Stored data
PR #1778, opened 2025-03-24
packages-openshift.yaml: Force overwrite if the symlink already exists

ravanelli:
- Now with the extensions container build, we are already using the node image as base, in this case the link already exists and fails, force the overwrite instead of failing.

### DIFF
--- a/packages-openshift.yaml
+++ b/packages-openshift.yaml
@@ -42,8 +42,8 @@ postprocess:
   - |
     #!/usr/bin/bash
     set -euo pipefail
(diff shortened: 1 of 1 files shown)


ravanelli:
Ideally I think we could remove the duplication that is done in the image node and here.  Not sure if it is an option

jlebon:
Hmm, not sure why this is needed. The scripts here shouldn't run in the extensions build. Are you sure you're pointing `podman build` at `extensions/Dockerfile`?

ravanelli:
You are right! I probably mistaken it due the layer packages-openshift.yaml

PR #1780, opened 2025-03-28
NO-JIRA: Switch layered build to `treefile-apply`, drain `get-ocp-repo.sh`

jlebon:
See individual commit messages.

PR #1788, opened 2025-04-03
NO-JIRA: Prep patches for #1780

jlebon:
These are split out of #1780 because they need to land first and be in the base images.


jlebon:
Let's just skip CI for this? I'll trigger the pipeline right after so we get fresh base images and it'll test it there. (And then again in earnest in #1780.)

PR #1789, opened 2025-04-03
c9s.repo: hardcode x86_64 in baseurl

jlebon:
As mentioned in the comment, that repo is just noarch packages containing GPG keys and repo definition files but for some reason those noarch packages are only available in the x86_64 one.

So just hardcode x86_64 to make this work on all arches.

Fixes 4fd59d0 ("manifest-c9s: add SIGs GPG keys").


dustymabe (approved):
/lgtm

**What you have to do**
Take the line that contains "Let's just skip" and each line after it through the end of the records, and repeat them all exactly. Nothing else.

**Reply**
Let's just skip CI for this? I'll trigger the pipeline right after so we get fresh base images and it'll test it there. (And then again in earnest in #1780.)

PR #1789, opened 2025-04-03
c9s.repo: hardcode x86_64 in baseurl

jlebon:
As mentioned in the comment, that repo is just noarch packages containing GPG keys and repo definition files but for some reason those noarch packages are only available in the x86_64 one.

So just hardcode x86_64 to make this work on all arches.

Fixes 4fd59d0 ("manifest-c9s: add SIGs GPG keys").


dustymabe (approved):
/lgtm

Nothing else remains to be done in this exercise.